Repository files navigation

Full-Stack Machine Learning Model

The objective of this project is to build a basic machine learning model and create an API around the model that can be hosted on the Internet.

  • Use Iris dataset to build a classification model to predict the type of Iris, based on the leaf characteristics. The Iris dataset is part of the scikit-learn library and is where we will access the data from.

  • Build one or two classification models using sklearn and turn each to optimize using grid search. Use 10-fold cross validation to ensure that the model is able to generalize well.

  • "Pickle" the model file.

  • Load pkl file and make a prediction from the saved pkl file.

  • Build a flask API that will take in the leaf measurements and make a prediction using the pkl file.

  • Once the flask API is built and working on the local machine, we will push the API onto Heroku.

  • With a working API that can be called, we will then make a simple front end that will take values in from a form, pass the data to the API, retrieve the result and render the result to the page.

  • The final working front end will also be pushed onto Heroku.


Workplan for Front End

  • Create a bootstrap form with four (4) text boxes.

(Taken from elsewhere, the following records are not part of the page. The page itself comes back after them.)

PR #12780, opened 2026-01-22
svelte: Implement Rust playground data loading and "Try" button

Turbo87:
This PR implements the "Try on Rust Playground" button on the crate details page sidebar, similar to how it is implemented in the Ember.js app.

In the root `load()` fn in the `+layout.ts` file we perform a single request to https://play.rust-lang.org/meta/crates, which is saved as a promise and then inherited by all of the child pages. The crate details page then passes the promise to the `CrateSidebar` component, which displays the button if the promise has resolved and the crate is part of the returned list of supported crates.

Don't be scared by the size of the diff, most of the changes are related to the Storybook and test suite. The actual implementation should be relatively straight forward.

### Related

### DIFF
--- a/svelte/src/lib/components/crate-sidebar/CrateSidebar.svelte
+++ b/svelte/src/lib/components/crate-sidebar/CrateSidebar.svelte
@@ -1,9 +1,11 @@
 <script lang="ts">
   import type { components } from '@crates-io/api-client';
+  import type { PlaygroundCrate } from '$lib/utils/playground';
 
   import { resolve } from '$app/paths';
   import { format, formatDistanceToNow, formatISO } from 'date-fns';
   import prettyBytes from 'pretty-bytes';
+  import { MediaQuery } from 'svelte/reactivity';
 
   import CalendarIcon from '$lib/assets/calendar.svg?component';
   import CircleQuestionIcon from '$lib/assets/circle-question.svg?component';
@@ -17,11 +19,15 @@
   import OwnersList from '$lib/components/OwnersList.svelte';
   import Tooltip from '$lib/components/Tooltip.svelte';
   import { formatShortNum } from '$lib/utils/format-short-num';
+  import { buildPlaygroundLink } from '$lib/utils/playground';
   import { getPurl } from '$lib/utils/purl';
   import Edition from './Edition.svelte';
   import InstallInstructions from './InstallInstructions.svelte';
   import Link, { simplifyUrl } from './Link.svelte';
   import Msrv from './Msrv.svelte';
+
+  const PLAYGROUND_TOOLTIP =
+    'The top 100 crates are available on the Rust Playground for you to try out directly in your browser.';
 
   type Crate = components['schemas']['Crate'];
   type Version = components['schemas']['Version'];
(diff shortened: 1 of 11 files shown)


svelte/src/lib/utils/playground.ts
```diff
@@ -0,0 +1,51 @@
...
+
+/**
+ * Builds a Rust Playground URL with pre-populated code for the given crate.
+ *
+ * @param id - The module identifier used in Rust import statements (e.g., "aho_corasick").
+ * @returns A URL string to the Rust Playground with example code.
+ */
+export function buildPlaygroundLink(id: string): string {
+  let code = `use ${id};\n\nfn main() {\n    // try using the \`${id}\` crate here\n}`;
+  return `https://play.rust-lang.org/?edition=2021&code=${encodeURIComponent(code)}`;
```
LawnGnome, line 50: Admittedly irrelevant for this PR, but should we change the default edition to 2024?

svelte/src/lib/components/crate-sidebar/CrateSidebar.svelte
```diff
@@ -17,12 +19,16 @@
...
   import { formatShortNum } from '$lib/utils/format-short-num';
+  import { buildPlaygroundLink } from '$lib/utils/playground';
   import { getPurl } from '$lib/utils/purl';
   import Edition from './Edition.svelte';
   import InstallInstructions from './InstallInstructions.svelte';
   import Link, { simplifyUrl } from './Link.svelte';
   import Msrv from './Msrv.svelte';
 
+  const PLAYGROUND_TOOLTIP =
+    'The top 100 crates are available on the Rust Playground for you to try out directly in your browser.';
```
LawnGnome, line 30: Similarly, we seem to have considerably more than 100 crates available at this point.

svelte/src/lib/components/crate-sidebar/CrateSidebar.svelte
```diff
@@ -181,19 +190,30 @@
...
-      href={playgroundLink}
-      target="_blank"
-      rel="noopener noreferrer"
-      class="playground-button button button--small"
-      data-test-playground-button
-    >
-      Try on Rust Playground
-    </a>
-    -->
+    {#await playgroundCratesPromise then playgroundCrates}
```
LawnGnome, line 193: Do we want a loading state here?

svelte/src/lib/utils/playground.ts
Turbo87: yep, we should. just need to figure out whether we want to do it before or after the migration.

I guess we could update it on both apps in parallel.

svelte/src/lib/components/crate-sidebar/CrateSidebar.svelte
Turbo87: yeah, I noticed that too. I assume it is the top 100 plus their dependencies.

svelte/src/lib/components/crate-sidebar/CrateSidebar.svelte
Turbo87: probably, though not during the migration while we try to mimic the behavior of the Ember app. my goal is to make the playwright test suite pass when run against the Svelte app, but every intentional difference to the Ember app will make this slightly harder 😅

These four boxes will correspond to the four leaf characteristics of the Iris sample.

  • Also create a submit button on the form.

  • Once data is in the form, and the submit button, the app will get the data in the form and create the proper connection string for the API:

    /api?sepallen={}&sepalwid={}&petallen={}&petalwid={}

  • Once the API returns the JSON, the app will need to modify the inner HTML and parse the JSON and render the results to the screen. We will need to format the decimal values of the class probabilities for readability once rendered to the screen.


The Iris dataset is a famous multivariate dataset. As noted on Wikipedia:

The data set consists of 50 samples from each of three species of Iris (Iris setosa, Iris virginica and Iris versicolor). Four features were measured from each sample: the length and the width of the sepals and petals, in centimeters. Based on the combination of these four features, [Ronald Fisher] developed a linear discriminant model to distinguish the species from each other.

The three Iris species that are in this dataset include: Setosa, Versicolor, Virginica.

Setosa

Versicolor

Virginica

As you can see, each of these species are shaped differently, and this shape is distinctive enough that each species will have its own distribution of leaf measurements that are unique to that species. It is this diffrence that allows us to take a set of measurements and use a machine learning model to predict the species of Iris.